• _How to complete this task_
Every record here needs to be written out again exactly.

• _Dataset records_
Issue #5222, opened 2026-07-19
FR: Show all import options from the Bookshelf add button


bcrave:
### What problem would this feature solve?

The “+” button in the Library header opens a menu containing the import methods available on the current platform, such as importing from a local file or browsing the Online Library.

However, the “+” tile displayed at the end of the Bookshelf grid opens the local file picker directly. The “Import Books” button shown when the library is empty behaves the same way.

This inconsistency makes the Online Library and other supported import methods less discoverable. Two controls that appear to perform the same “add books” action currently produce different behavior.

### Describe the solution you'd like.

I would like the Bookshelf “+” tile and the empty-state “Import Books” button to open an “Import Books” modal.

The modal would:

- Display the same platform-dependent import options as the Library header.

- Include “From Local File” and “Online Library”/“OPDS Catalogs.”

- Include “From Directory” and “From Web URL” on platforms where those actions are supported.

- Present the options as large, fully clickable cards based on the visual design of the “Popular Catalogs” cards in the OPDS dialog.

- Include a short description beneath each option.

- Close before launching the selected file picker, dialog, or Online Library.

The existing Library header dropdown would remain visually unchanged. Both presentations would share the same option definitions so their available actions remain consistent.

### Describe workarounds you may have used to acheive the same results.

There aren't really any workarounds for this sort of problem. There are simply two UI components that appear to have the same purpose but function differently.

### Additional Context

I have a working implementation available and would be happy to open a pull request if this approach is approved.

PR #5247, opened 2026-07-22
Show import options when clicking the bookshelf add button

bcrave:
## Summary

The Bookshelf "+" tile and the empty-library "Import Books" button opened the local file picker directly, so the Online Library, feeds and the other platform-specific import methods were only discoverable from the Library header. Both entry points now open the same `ImportMenu` that the header "+" button uses.

This addresses #5222.

### Reuse the header import menu as an anchored popup

- Added `ImportMenuPopup`, which renders the existing `ImportMenu` as a fixed overlay anchored to the button that opened it.
- The "+" tile lives inside the virtualized bookshelf scroller, whose `overflow-y: scroll` would clip an absolutely positioned `dropdown-content`, so the menu is positioned from the anchor's bounding rect instead.
- The menu is centered below the anchor, flips above it when there is no room below, and is clamped to the viewport minus safe-area insets.
- `getMenuPosition` is a pure function so the placement rules are unit tested.
- Dismisses on backdrop click and on Escape, like the header dropdown.

### Keep a single source of import options

- `ImportMenu` is unchanged apart from an optional `menuClassName`, which follows the existing `Dropdown` convention and lets the popup drop the header-specific triangle and top margin.
- The header dropdown and both bookshelf entry points now render the same component, so the available options and their platform gates cannot drift apart.

### Update the Bookshelf import entry points

- The Bookshelf "+" tile and the empty-library "Import Books" button report the clicked element as the popup anchor.
- `page.tsx` holds the anchor state and renders one popup, reusing the file, directory, URL, feed and catalog handlers with the same platform gates the Library header already uses.

### Tests

- Added `import-menu-popup.test.tsx`: the always-available options, the platform-dependent Directory and Web URL options, the Online Library / OPDS label, action + dismiss, backdrop dismiss, and the placement math including safe-area insets.
- Updated the Playwright `LibraryPage.importBook()` helper, since the empty-state button now opens the menu instead of the file picker directly.
- Added a web e2e test that the empty-library button opens the import menu.

## Testing

- [x] `pnpm test` - 7815 passed, 7 skipped
- [x] `pnpm lint` (tsgo + Biome) and `pnpm format:check`
- [x] `pnpm test:e2e:web` - 15 passed
- [x] Manual web check: the menu opens under the "+" tile, flips above and clamps to the edge when the tile sits at the bottom of the scroller without being clipped, the backdrop dismisses it, and "Online Library" opens the catalog dialog.

### DIFF
--- a/apps/readest-app/e2e/pages/LibraryPage.ts
+++ b/apps/readest-app/e2e/pages/LibraryPage.ts
@@ -11,6 +11,9 @@ export class LibraryPage extends BasePage {
   readonly searchInput: Locator;
   readonly clearSearchButton: Locator;
   readonly emptyState: Locator;
+  readonly emptyStateImportButton: Locator;
+  readonly importMenu: Locator;
+  readonly localFileImportItem: Locator;
 
   constructor(page: Page) {
     super(page);
@@ -20,6 +23,11 @@ export class LibraryPage extends BasePage {
     this.searchInput = page.locator('.search-input');
     this.clearSearchButton = page.locator('[aria-label="Clear Search"]');
     this.emptyState = page.getByRole('heading', { name: 'Start your library' });
+    this.emptyStateImportButton = page.locator('.hero').getByRole('button', {
+      name: 'Import Books',
+    });
+    this.importMenu = page.locator('.menu-container');
+    this.localFileImportItem = this.importMenu.getByRole('menuitem', { name: 'From Local File' });
   }
 
   async goto(): Promise<void> {
@@ -37,16 +45,19 @@ export class LibraryPage extends BasePage {
   }
 
   /**
-   * Import a book file via the empty-state "Import Books" button.
+   * Import a book file via the empty-state "Import Books" button, which opens
+   * the same import menu as the library header "+" button.
    *
    * The file `<input>` is created off-DOM (see `useFileSelector.selectFileWeb`),
    * so a `filechooser` event must be awaited rather than locating an
    * `<input type="file">`.
    */
   async importBook(filePath: string): Promise<void> {
-    const importButton = this.page.locator('.hero').getByRole('button', { name: 'Import Books' });
+    await this.emptyStateImportButton.click();
+    await this.localFileImportItem.waitFor({ state: 'visible' });
+
     const chooserPromise = this.page.waitForEvent('filechooser');
-    await importButton.click();
+    await this.localFileImportItem.click();
     const chooser = await chooserPromise;
     await chooser.setFiles(filePath);
   }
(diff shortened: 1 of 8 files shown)


chrox:
Please also attach some screenshots for the UI part.

bcrave:
image

chrox:
I suggest reusing the existing import menu by displaying it as a popup from the + button rather than adding a new modal dialog.

bcrave:
Ok, so you want me to update the bookshelf + tile to render the existing ImportMenu inside the same Dropdown component used by LibraryHeader, instead of maintaining a separate modal? Should the empty-library “Import Books” button use the same popup as well, or should this change apply only to the bookshelf tile?

chloeroform:
In terms of UX, if we expose the same options with the `+` tile and the `+` menu, do we really need the `+` tile? It is functionally redundant for the user and takes visual space. 🙂

dastarruer:
> In terms of UX, if we expose the same options with the `+` tile and the `+` menu, do we really need the `+` tile? It is functionally redundant for the user and takes visual space. 🙂

Agreed, the `+` tile also requires the user to scroll all the way down to the bottom of their library, which, in a big library, is easy to miss. 

But also, the `+` menu is located in the search bar, which makes its function ambiguous unless you hover over/click on it. It could either be moved to the right of the search bar next to the `...` menu, or as a floating button in the bottom right corner (though this would look out of place on desktop; better to keep this mobile-only). Though I think this would be out of the scope of this PR.

bcrave:
I also agree about the redundancy, and also that it probably needs to be its own issue. I think in this case the redundancy is ok so long as the behavior is consistent. It gives the user multiple options to add a book depending on how large the library is.  Another option could be to put the + tile at the beginning of the Bookshelf?  So the user doesn't have to scroll to find it with a large library.

chrox:
> Another option could be to put the + tile at the beginning of the Bookshelf? So the user doesn't have to scroll to find it with a large library.

Not really an option. To be honest, having the + tile permanently at the beginning of the bookshelf would make the bookshelf look so ugly that I would never open it again. Isn't it?

dastarruer:
> > Another option could be to put the + tile at the beginning of the Bookshelf? So the user doesn't have to scroll to find it with a large library.
> 
> Not really an option. To be honest, having the + tile permanently at the beginning of the bookshelf would make the bookshelf look so ugly that I would never open it again. Isn't it?

Well it wouldn’t be that ugly… but I agree, it would at least look out of place. Either way, this discussion should probably be in a separate issue, not here.

chloeroform:
In terms of pure UX, I think the best solution would be to:

1. Remove the `+` tile.
2. Make sure the top bar is always visible when you scroll.

chrox:
> Well it wouldn’t be that ugly… but I agree, it would at least look out of place.

This is merely an example of how aesthetic tastes vary from person to person. Taste is subjective rather than factual, and persuading someone to adopt a different aesthetic preference can be difficult, if not impossible. In fact, convincing someone to accept even an objective fact can be challenging. That is why people often rely on belief and trust.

• _Answer to this problem_
Issue #5222, opened 2026-07-19
FR: Show all import options from the Bookshelf add button


bcrave:
### What problem would this feature solve?

The “+” button in the Library header opens a menu containing the import methods available on the current platform, such as importing from a local file or browsing the Online Library.

However, the “+” tile displayed at the end of the Bookshelf grid opens the local file picker directly. The “Import Books” button shown when the library is empty behaves the same way.

This inconsistency makes the Online Library and other supported import methods less discoverable. Two controls that appear to perform the same “add books” action currently produce different behavior.

### Describe the solution you'd like.

I would like the Bookshelf “+” tile and the empty-state “Import Books” button to open an “Import Books” modal.

The modal would:

- Display the same platform-dependent import options as the Library header.

- Include “From Local File” and “Online Library”/“OPDS Catalogs.”

- Include “From Directory” and “From Web URL” on platforms where those actions are supported.

- Present the options as large, fully clickable cards based on the visual design of the “Popular Catalogs” cards in the OPDS dialog.

- Include a short description beneath each option.

- Close before launching the selected file picker, dialog, or Online Library.

The existing Library header dropdown would remain visually unchanged. Both presentations would share the same option definitions so their available actions remain consistent.

### Describe workarounds you may have used to acheive the same results.

There aren't really any workarounds for this sort of problem. There are simply two UI components that appear to have the same purpose but function differently.

### Additional Context

I have a working implementation available and would be happy to open a pull request if this approach is approved.

PR #5247, opened 2026-07-22
Show import options when clicking the bookshelf add button

bcrave:
## Summary

The Bookshelf "+" tile and the empty-library "Import Books" button opened the local file picker directly, so the Online Library, feeds and the other platform-specific import methods were only discoverable from the Library header. Both entry points now open the same `ImportMenu` that the header "+" button uses.

This addresses #5222.

### Reuse the header import menu as an anchored popup

- Added `ImportMenuPopup`, which renders the existing `ImportMenu` as a fixed overlay anchored to the button that opened it.
- The "+" tile lives inside the virtualized bookshelf scroller, whose `overflow-y: scroll` would clip an absolutely positioned `dropdown-content`, so the menu is positioned from the anchor's bounding rect instead.
- The menu is centered below the anchor, flips above it when there is no room below, and is clamped to the viewport minus safe-area insets.
- `getMenuPosition` is a pure function so the placement rules are unit tested.
- Dismisses on backdrop click and on Escape, like the header dropdown.

### Keep a single source of import options

- `ImportMenu` is unchanged apart from an optional `menuClassName`, which follows the existing `Dropdown` convention and lets the popup drop the header-specific triangle and top margin.
- The header dropdown and both bookshelf entry points now render the same component, so the available options and their platform gates cannot drift apart.

### Update the Bookshelf import entry points

- The Bookshelf "+" tile and the empty-library "Import Books" button report the clicked element as the popup anchor.
- `page.tsx` holds the anchor state and renders one popup, reusing the file, directory, URL, feed and catalog handlers with the same platform gates the Library header already uses.

### Tests

- Added `import-menu-popup.test.tsx`: the always-available options, the platform-dependent Directory and Web URL options, the Online Library / OPDS label, action + dismiss, backdrop dismiss, and the placement math including safe-area insets.
- Updated the Playwright `LibraryPage.importBook()` helper, since the empty-state button now opens the menu instead of the file picker directly.
- Added a web e2e test that the empty-library button opens the import menu.

## Testing

- [x] `pnpm test` - 7815 passed, 7 skipped
- [x] `pnpm lint` (tsgo + Biome) and `pnpm format:check`
- [x] `pnpm test:e2e:web` - 15 passed
- [x] Manual web check: the menu opens under the "+" tile, flips above and clamps to the edge when the tile sits at the bottom of the scroller without being clipped, the backdrop dismisses it, and "Online Library" opens the catalog dialog.

### DIFF
--- a/apps/readest-app/e2e/pages/LibraryPage.ts
+++ b/apps/readest-app/e2e/pages/LibraryPage.ts
@@ -11,6 +11,9 @@ export class LibraryPage extends BasePage {
   readonly searchInput: Locator;
   readonly clearSearchButton: Locator;
   readonly emptyState: Locator;
+  readonly emptyStateImportButton: Locator;
+  readonly importMenu: Locator;
+  readonly localFileImportItem: Locator;
 
   constructor(page: Page) {
     super(page);
@@ -20,6 +23,11 @@ export class LibraryPage extends BasePage {
     this.searchInput = page.locator('.search-input');
     this.clearSearchButton = page.locator('[aria-label="Clear Search"]');
     this.emptyState = page.getByRole('heading', { name: 'Start your library' });
+    this.emptyStateImportButton = page.locator('.hero').getByRole('button', {
+      name: 'Import Books',
+    });
+    this.importMenu = page.locator('.menu-container');
+    this.localFileImportItem = this.importMenu.getByRole('menuitem', { name: 'From Local File' });
   }
 
   async goto(): Promise<void> {
@@ -37,16 +45,19 @@ export class LibraryPage extends BasePage {
   }
 
   /**
-   * Import a book file via the empty-state "Import Books" button.
+   * Import a book file via the empty-state "Import Books" button, which opens
+   * the same import menu as the library header "+" button.
    *
    * The file `<input>` is created off-DOM (see `useFileSelector.selectFileWeb`),
    * so a `filechooser` event must be awaited rather than locating an
    * `<input type="file">`.
    */
   async importBook(filePath: string): Promise<void> {
-    const importButton = this.page.locator('.hero').getByRole('button', { name: 'Import Books' });
+    await this.emptyStateImportButton.click();
+    await this.localFileImportItem.waitFor({ state: 'visible' });
+
     const chooserPromise = this.page.waitForEvent('filechooser');
-    await importButton.click();
+    await this.localFileImportItem.click();
     const chooser = await chooserPromise;
     await chooser.setFiles(filePath);
   }
(diff shortened: 1 of 8 files shown)


chrox:
Please also attach some screenshots for the UI part.

bcrave:
image

chrox:
I suggest reusing the existing import menu by displaying it as a popup from the + button rather than adding a new modal dialog.

bcrave:
Ok, so you want me to update the bookshelf + tile to render the existing ImportMenu inside the same Dropdown component used by LibraryHeader, instead of maintaining a separate modal? Should the empty-library “Import Books” button use the same popup as well, or should this change apply only to the bookshelf tile?

chloeroform:
In terms of UX, if we expose the same options with the `+` tile and the `+` menu, do we really need the `+` tile? It is functionally redundant for the user and takes visual space. 🙂

dastarruer:
> In terms of UX, if we expose the same options with the `+` tile and the `+` menu, do we really need the `+` tile? It is functionally redundant for the user and takes visual space. 🙂

Agreed, the `+` tile also requires the user to scroll all the way down to the bottom of their library, which, in a big library, is easy to miss. 

But also, the `+` menu is located in the search bar, which makes its function ambiguous unless you hover over/click on it. It could either be moved to the right of the search bar next to the `...` menu, or as a floating button in the bottom right corner (though this would look out of place on desktop; better to keep this mobile-only). Though I think this would be out of the scope of this PR.

bcrave:
I also agree about the redundancy, and also that it probably needs to be its own issue. I think in this case the redundancy is ok so long as the behavior is consistent. It gives the user multiple options to add a book depending on how large the library is.  Another option could be to put the + tile at the beginning of the Bookshelf?  So the user doesn't have to scroll to find it with a large library.

chrox:
> Another option could be to put the + tile at the beginning of the Bookshelf? So the user doesn't have to scroll to find it with a large library.

Not really an option. To be honest, having the + tile permanently at the beginning of the bookshelf would make the bookshelf look so ugly that I would never open it again. Isn't it?

dastarruer:
> > Another option could be to put the + tile at the beginning of the Bookshelf? So the user doesn't have to scroll to find it with a large library.
> 
> Not really an option. To be honest, having the + tile permanently at the beginning of the bookshelf would make the bookshelf look so ugly that I would never open it again. Isn't it?

Well it wouldn’t be that ugly… but I agree, it would at least look out of place. Either way, this discussion should probably be in a separate issue, not here.

chloeroform:
In terms of pure UX, I think the best solution would be to:

1. Remove the `+` tile.
2. Make sure the top bar is always visible when you scroll.

chrox:
> Well it wouldn’t be that ugly… but I agree, it would at least look out of place.

This is merely an example of how aesthetic tastes vary from person to person. Taste is subjective rather than factual, and persuading someone to adopt a different aesthetic preference can be difficult, if not impossible. In fact, convincing someone to accept even an objective fact can be challenging. That is why people often rely on belief and trust.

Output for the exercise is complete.